▶ [SOURCE MATERIAL]:
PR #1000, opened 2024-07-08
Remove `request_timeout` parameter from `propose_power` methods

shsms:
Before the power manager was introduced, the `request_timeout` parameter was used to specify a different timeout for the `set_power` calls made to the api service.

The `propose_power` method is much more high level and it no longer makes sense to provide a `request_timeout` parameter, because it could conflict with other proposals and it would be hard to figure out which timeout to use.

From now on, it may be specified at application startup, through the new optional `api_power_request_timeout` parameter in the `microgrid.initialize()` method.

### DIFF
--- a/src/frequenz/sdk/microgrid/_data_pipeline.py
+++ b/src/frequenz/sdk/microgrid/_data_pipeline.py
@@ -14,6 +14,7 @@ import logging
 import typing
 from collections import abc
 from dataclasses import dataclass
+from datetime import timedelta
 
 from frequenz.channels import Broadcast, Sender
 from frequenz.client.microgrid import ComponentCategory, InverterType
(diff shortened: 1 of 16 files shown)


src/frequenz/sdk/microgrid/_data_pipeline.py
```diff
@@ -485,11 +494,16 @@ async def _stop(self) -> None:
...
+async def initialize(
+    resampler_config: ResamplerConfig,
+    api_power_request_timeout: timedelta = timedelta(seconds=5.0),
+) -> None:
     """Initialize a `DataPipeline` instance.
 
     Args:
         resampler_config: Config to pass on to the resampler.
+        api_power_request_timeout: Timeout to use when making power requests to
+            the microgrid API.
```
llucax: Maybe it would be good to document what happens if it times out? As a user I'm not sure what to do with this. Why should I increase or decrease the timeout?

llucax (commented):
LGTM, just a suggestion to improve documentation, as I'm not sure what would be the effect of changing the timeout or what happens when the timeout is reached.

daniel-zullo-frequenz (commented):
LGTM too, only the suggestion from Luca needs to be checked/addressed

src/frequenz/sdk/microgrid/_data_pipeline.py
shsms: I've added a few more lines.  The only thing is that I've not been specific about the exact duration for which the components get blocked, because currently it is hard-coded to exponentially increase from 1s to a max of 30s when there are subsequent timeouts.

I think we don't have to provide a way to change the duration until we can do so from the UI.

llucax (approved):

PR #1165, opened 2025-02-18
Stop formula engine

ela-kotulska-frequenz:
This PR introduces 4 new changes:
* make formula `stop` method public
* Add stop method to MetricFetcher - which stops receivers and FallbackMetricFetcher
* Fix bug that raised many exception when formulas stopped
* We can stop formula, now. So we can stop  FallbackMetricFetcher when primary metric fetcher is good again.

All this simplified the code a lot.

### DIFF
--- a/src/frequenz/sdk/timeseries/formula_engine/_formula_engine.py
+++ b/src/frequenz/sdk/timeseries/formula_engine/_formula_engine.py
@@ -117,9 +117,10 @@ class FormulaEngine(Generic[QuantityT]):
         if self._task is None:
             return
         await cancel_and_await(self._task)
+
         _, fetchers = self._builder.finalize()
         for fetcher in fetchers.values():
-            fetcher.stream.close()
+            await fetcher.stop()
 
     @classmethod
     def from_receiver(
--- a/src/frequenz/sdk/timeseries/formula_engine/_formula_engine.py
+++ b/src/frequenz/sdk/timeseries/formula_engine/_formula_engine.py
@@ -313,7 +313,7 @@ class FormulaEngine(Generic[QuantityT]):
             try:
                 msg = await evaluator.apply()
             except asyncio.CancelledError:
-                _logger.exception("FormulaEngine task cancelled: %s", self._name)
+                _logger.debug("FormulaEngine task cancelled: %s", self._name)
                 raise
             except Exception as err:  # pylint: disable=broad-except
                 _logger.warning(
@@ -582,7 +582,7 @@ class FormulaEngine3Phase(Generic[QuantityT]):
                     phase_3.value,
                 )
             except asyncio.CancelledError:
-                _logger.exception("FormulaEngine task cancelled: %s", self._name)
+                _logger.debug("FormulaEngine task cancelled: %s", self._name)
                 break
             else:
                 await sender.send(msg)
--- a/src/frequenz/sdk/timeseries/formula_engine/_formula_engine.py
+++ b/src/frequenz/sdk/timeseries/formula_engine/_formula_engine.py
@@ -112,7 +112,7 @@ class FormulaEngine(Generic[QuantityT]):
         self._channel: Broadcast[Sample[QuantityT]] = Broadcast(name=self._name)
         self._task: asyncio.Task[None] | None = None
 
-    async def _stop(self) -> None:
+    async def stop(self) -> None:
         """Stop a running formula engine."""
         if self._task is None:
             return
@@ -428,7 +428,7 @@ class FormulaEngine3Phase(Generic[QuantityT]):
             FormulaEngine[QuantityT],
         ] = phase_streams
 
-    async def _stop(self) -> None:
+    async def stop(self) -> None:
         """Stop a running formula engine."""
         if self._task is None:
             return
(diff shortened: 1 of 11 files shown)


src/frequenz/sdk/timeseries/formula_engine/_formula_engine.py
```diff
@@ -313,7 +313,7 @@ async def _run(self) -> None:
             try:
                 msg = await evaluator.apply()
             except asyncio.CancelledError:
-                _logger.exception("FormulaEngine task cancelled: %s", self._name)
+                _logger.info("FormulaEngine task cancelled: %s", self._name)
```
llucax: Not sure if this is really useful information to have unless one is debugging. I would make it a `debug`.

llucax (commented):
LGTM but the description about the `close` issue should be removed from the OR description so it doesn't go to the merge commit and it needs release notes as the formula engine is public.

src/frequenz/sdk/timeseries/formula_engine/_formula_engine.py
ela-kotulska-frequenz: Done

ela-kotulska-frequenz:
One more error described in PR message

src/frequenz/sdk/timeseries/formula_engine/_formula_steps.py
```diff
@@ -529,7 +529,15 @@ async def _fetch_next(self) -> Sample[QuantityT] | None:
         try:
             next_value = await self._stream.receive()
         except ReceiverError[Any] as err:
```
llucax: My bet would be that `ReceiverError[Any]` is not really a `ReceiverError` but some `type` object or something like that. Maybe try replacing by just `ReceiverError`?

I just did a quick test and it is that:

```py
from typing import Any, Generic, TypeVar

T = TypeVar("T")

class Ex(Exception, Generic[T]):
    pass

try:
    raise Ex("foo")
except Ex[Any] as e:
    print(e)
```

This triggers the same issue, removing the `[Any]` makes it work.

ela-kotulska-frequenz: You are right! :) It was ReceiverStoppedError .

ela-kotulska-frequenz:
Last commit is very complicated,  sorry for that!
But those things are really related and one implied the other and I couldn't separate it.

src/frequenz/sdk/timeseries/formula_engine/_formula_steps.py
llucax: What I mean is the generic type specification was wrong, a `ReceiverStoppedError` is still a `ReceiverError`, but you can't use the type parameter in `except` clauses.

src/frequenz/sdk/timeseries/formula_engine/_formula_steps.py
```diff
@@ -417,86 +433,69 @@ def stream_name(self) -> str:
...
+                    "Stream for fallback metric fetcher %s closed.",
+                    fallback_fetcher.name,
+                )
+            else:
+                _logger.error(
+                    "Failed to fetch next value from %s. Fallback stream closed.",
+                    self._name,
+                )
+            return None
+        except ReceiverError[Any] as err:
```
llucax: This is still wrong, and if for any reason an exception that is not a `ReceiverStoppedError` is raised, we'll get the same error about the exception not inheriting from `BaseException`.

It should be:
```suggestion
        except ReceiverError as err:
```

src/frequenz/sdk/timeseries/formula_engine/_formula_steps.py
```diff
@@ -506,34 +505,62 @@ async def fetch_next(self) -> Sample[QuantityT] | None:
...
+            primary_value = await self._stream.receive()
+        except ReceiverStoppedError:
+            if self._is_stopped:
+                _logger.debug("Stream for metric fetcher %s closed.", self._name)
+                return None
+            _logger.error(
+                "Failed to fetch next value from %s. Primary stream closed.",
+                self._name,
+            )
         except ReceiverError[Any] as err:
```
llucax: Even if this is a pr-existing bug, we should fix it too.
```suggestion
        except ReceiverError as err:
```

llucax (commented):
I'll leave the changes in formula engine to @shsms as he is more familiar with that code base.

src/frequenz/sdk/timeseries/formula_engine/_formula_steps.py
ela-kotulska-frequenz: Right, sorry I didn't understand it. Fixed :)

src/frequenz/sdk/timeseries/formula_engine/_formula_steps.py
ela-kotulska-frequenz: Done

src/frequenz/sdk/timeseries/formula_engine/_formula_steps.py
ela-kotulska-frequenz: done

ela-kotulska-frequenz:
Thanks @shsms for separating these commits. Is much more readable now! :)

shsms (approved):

▶ [WHAT IS NEEDED]: Repeat only the stretch of lines that opens with the line containing "ela-kotulska-frequenz: Right, sorry" and closes with the final line of the entries, both included, exactly as written.

▶ [TASK RESULT]:
ela-kotulska-frequenz: Right, sorry I didn't understand it. Fixed :)

src/frequenz/sdk/timeseries/formula_engine/_formula_steps.py
ela-kotulska-frequenz: Done

src/frequenz/sdk/timeseries/formula_engine/_formula_steps.py
ela-kotulska-frequenz: done

ela-kotulska-frequenz:
Thanks @shsms for separating these commits. Is much more readable now! :)

shsms (approved):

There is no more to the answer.